# how to fill in voids/gaps after removing forms from concrete pour



## jogr (Jul 24, 2007)

Use mortar and a trowel. Next time vibrate the concrete to avoid the void.


----------



## concretemasonry (Oct 10, 2006)

It is good that you formed a groove (or appears to be) for use as a drip line on part of the cap.

It is tough to vibrate a concrete cap sitting on to of a wood frame box. A wetter mix for the concrete would be better, but there wll always be some leakage downward.

Dick


----------



## Mort (Nov 26, 2008)

Go to your favorite home store and get a sack of stuff called "parge." It's used to fill in rock pockets on formed concrete placements, such as walls. 

I've never used it, but I imagine applying it with a trowel would be the ticket. 

Next time, as was mentioned, pour it wetter, and smack the forms with a hammer. That'll eliminate most of those rock pockets.


----------



## de-nagorg (Feb 23, 2014)

A rubber hammer. And not aggressively either, you risk knocking it apart before it sets well.


ED


----------



## hardmat (Aug 8, 2014)

Thanks Mort for replying to the question. I appreciate your recommendation of the product 'Parge' and will look for it at my big box store.

Do you or anyone else have any advice regarding how soon I can begin the repair using the Parge product. This concrete I will be working on is only 1 week old. does it need to cure completely before I add additionally product to it or is it ok for me to add the Parge product right now? If anyone knows for sure, let me. know. 
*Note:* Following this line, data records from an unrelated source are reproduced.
PR #135, opened 2018-11-10
Force expensive packet reallocation

pallas:


tbarbette:
Why go through this PackerRef that is not really used? It justs complexifies a little the code... ?

pallas:
It's for debugging. A major issue is that many elements I've seen do not handle the expensive operations correctly. Since there were two refs, the old packet sticks around for awhile a send you don't get an immediate crash. This forces a reallocation and lights the issue up. The IPReassembler bugs were all pinpointed with this option.

~Derrick • iPhone

tbarbette:
This should probably be in some specific branch, no?

I thought about making also a research branch with more stuffs that should not go to mainline or never prove to increase performance in most cases. Maybe tool that will never be used at runtime such as this could go there ?

pallas:
It feels like the malloc debugging code, which is also just a default-disabled configure option. Putting it on a branch would make it harder to discover and my take is that it proved its value by highlighting decade-old bugs in core code.

~Derrick • iPhone

tbarbette:
Okay then. Thanks !

PR #136, opened 2018-11-10
ip/ipreassembler: fix positive header_delta push path

pallas:
Like the put earlier in this method, the push here can fail or reallocate
the SKB.  In the former case, we need to clean up (as above) and in both
cases, we need to update the linkage into q from it's predecessor.

Thanks: --enable-force-expensive + Valgrind

Signed-off-by: Derrick Pallas <pallas@meraki.com>


tbarbette:
Is my merge correct?

tbarbette:
With the other patch merged, can you rebase?

pallas:
Yes, will give it a shot today.

~Derrick • iPhone

PR #137, opened 2018-11-12
Adding 2 new conf to FastClick

lidall:
A pktgen script in order to generate traffic and receive them after passed through the DUT.
Besides, a single core NAT with DPDK enabled.


conf/nat/nat-DPDK.click
```diff
@@ -0,0 +1,91 @@
+/*
+ * This is a script based on Thomar NAT and with DPDK enabled. Also you can  
+ * just replace the FromDPDKDevice and ToDPDKDevice with FromDevice and ToDevice
+ * if you don't want to implement DPDK.
```
tbarbette: to use DPDK

conf/nat/nat-DPDK.click
```diff
@@ -0,0 +1,91 @@
+/*
+ * This is a script based on Thomar NAT and with DPDK enabled. Also you can  
+ * just replace the FromDPDKDevice and ToDPDKDevice with FromDevice and ToDevice
```
tbarbette: Queue -> ToDevice

conf/nat/nat-DPDK.click
```diff
@@ -0,0 +1,91 @@
+/*
```
tbarbette: Please change filename to be lowercase

Mr-Hongyi:
Actually, the pktgen-l3-latest.click is based on your script tester-l3.click. So you mean we just need to modify it and use the same filename to push?

tbarbette:
Yes please

Mr-Hongyi:
I think we are done and you can check it (:

tbarbette:
Thanks for the PR. Please look at my first correction commit though ;)

Things like NDESC, you can change it locally by overwriting ring_size but it's best to keep the default for examples.

PR #141, opened 2018-11-15
More packet memory stuff

pallas:


pallas:
As an aside, InfiniteSource is broken but the fastclick copy is different enough now from my copy that the patch is not clean.

tbarbette:
Should be fixed.This file was never modified in FastClick, I wonder why on your side the "q" got renamed in "p" :p 

I just wonder about the assert. Personally, I never disable them, so it will cost a little. Is it really necessary? If we don't add "null" to the hashtable, we'll never get null, right?

tbarbette:
I'll let you rebase, and remove what's unneeded. And for the assert?

bcronje:
> I just wonder about the assert. Personally, I never disable them, so it will cost a little. Is it really necessary? If we don't add "null" to the hashtable, we'll never get null, right?

`i.get()` here refers to the hashtable element, not the value. So I think it could be that OOM can cause this assert to fail. However we also dont disable asserts and operator[] could possibly be used very frequently so I'm not sure this is a good idea. How about using `click_hash_assert` as defined in hashcontainer.hh where CLICK_DEBUG_HASHMAP should be enable for the assert to take affect?

PR #146, opened 2018-11-23
Support for DPDK 18.11

gkatsikas:
A problem still occurs when line 358 in dpdk.mk is executed.
For some reason the make process attempts to copy a file (tm.c)
that is non-existent anymore in DPDK 18.11.
I guess this is somewhere cached and needs to be flushed before
cp and gcc are invoked.


tbarbette:
I"ll look at this after the deadline. Too much breaking changes already in...

gkatsikas:
I took some time in the weekend to fix the compatibility issues and make travis happier.
The issue with the file copy persists for DPDK 18.11 though.

gkatsikas:
The only pending issue here is a bunch of new structs in testpmd.h which get multiply defined. We need to follow the same approach as with the other structs, using extern and sed :(

gkatsikas:
To name those structs, here we are:

mplsoudp_decap_conf
mplsoudp_encap_conf
mplsogre_decap_conf
mplsogre_encap_conf
l2_decap_conf
l2_encap_conf

PR #148, opened 2018-11-23
More batch-compatibility

piotrjurkiewicz:
Add batching support for various elements.


tbarbette:
The failures of travis seem legit. Can you take a look? https://travis-ci.org/tbarbette/fastclick/builds/458877565?utm_source=github_status&utm_medium=notification

piotrjurkiewicz:
I updated the PaintTee commit to use `BATCH_CREATE_*` macros instead `PacketBatch::append_packet` in loop.

Rate shaping elements are problematic with batching. In order to maintain exactly the same results as in case of non-batching operation, they would have to apply per-packet granularity (refill token bucket after each packet in a batch and split that batch/pull from queue on per-packet basis), what would take away any performance gains provided by batching operation. These differences are only meaningful when token bucket capacity is low comparing to batch size.

tbarbette:
I merged this anyway. What I did for those element like RRSwitch is to add a "PER_BATCH" argument that would allow considering a per-batch round robin, instead of splitting the batch.

PR #149, opened 2018-11-23
Fix FromNetmapDevice timestamps and ToNetmapDevice arguments parsing

piotrjurkiewicz:
Also change indentation in FromNetmapDevice to 4 spaces. The file contained mixed portions of tabs, spaces and tabs-with-spaces indentation. I find such an indentation mess very problematic, especially in files with convoluted logic like this. Maybe its high time to introduce consistent space-only indentation across the whole FastClick codebase?


tbarbette:
Ok yes I remember now. The ts for the first packet makes sense because anyway the whole batch is received at once. However Click would have to be modified to support the idea of per-batch annotation.

PR #150, opened 2018-11-23
IPOutputCombo: stop click_chatter on PaintTee

piotrjurkiewicz:


tbarbette:
Yes, this was to display clearly the error path, but the user should handle that.

tbarbette:
Applied, thanks !

PR #151, opened 2018-11-23
Fix GROW bug in StoreData and introduce data MASK

piotrjurkiewicz:


tbarbette:
Great ! Thanks ! And sorry for the delay ;)

PR #1114, opened 2023-01-03
add tunnelAgentConnectPort to values

huweihuang:
Since users generally need to modify tunnelAgentConnectPort, it is recommended to add it to values.yaml for customization @rambohe-ch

The directions on the product say it can be sanded - what tool is used for this and if its just a block and sandpaper setup, is there a special sand paper to use on concrete and if yes where do I purchase it.

I'm still looking for an answer regarding the use of a grinder on a sharp concrete edge. Is the concrete grinder disc used like a regular metal cutting disk where the outside perimeter of the disk is the cutting edge and not the sides of the disk, using it as a sanding type of application?

thanks
Tim


----------



## Canarywood1 (May 5, 2012)

The forms should have been stripped the next day and grout applied, now you should use a bonding agent or mix cement with water to form a slurry, and paint on before applying the grout or parge in this case.

As to the grinding of the edge, use the flat side of the disc for grinding.


----------



## stadry (Jun 20, 2009)

woody, for grinding, why not the carborundum rubbing stone ?


----------



## Canarywood1 (May 5, 2012)

stadry said:


> woody, for grinding, why not the carborundum rubbing stone ?


 
OP said he wanted to use a grinder with a disc.


----------



## hardmat (Aug 8, 2014)

I am not partial to grinding, I just don't know anything about sanding as mentioned previously. Is a carborundum stone preferably for smoothing surfaces...more controllable, finer final surface? Where can I get one?

Fill me in on the pros and cons guys...I don't know thats why I am asking.

I applied a Quickrete product call Fastcrete to the voids today. It was recommended due to low slump characteristics and ability to be used on overhead surfaces. It went on pretty well but just a base coat...finish coat to follow tomorrow. It specifically said not to use a bonding agent so I just used water in the mix. I did not clean the surfaces because they were clean already (had saran wrap between them and the forms) and the forms just dropped off when I unscrewed them.


----------



## hardmat (Aug 8, 2014)

I see home depot has a 20 grit silicone carbide rub brick - 6" x 3" with handle for $12.00 Is this essentially the same thing as the carborundum stone?


----------



## stadry (Jun 20, 2009)

that's it :thumbsup: $ 9.87 @ lowe's, tho ( jk :laughing: )


----------



## hardmat (Aug 8, 2014)

[/URL]

I did a rough job of filling/smoothing out the aggregate voids. This picture gives you an idea of it but the the sun was too bright for much detail.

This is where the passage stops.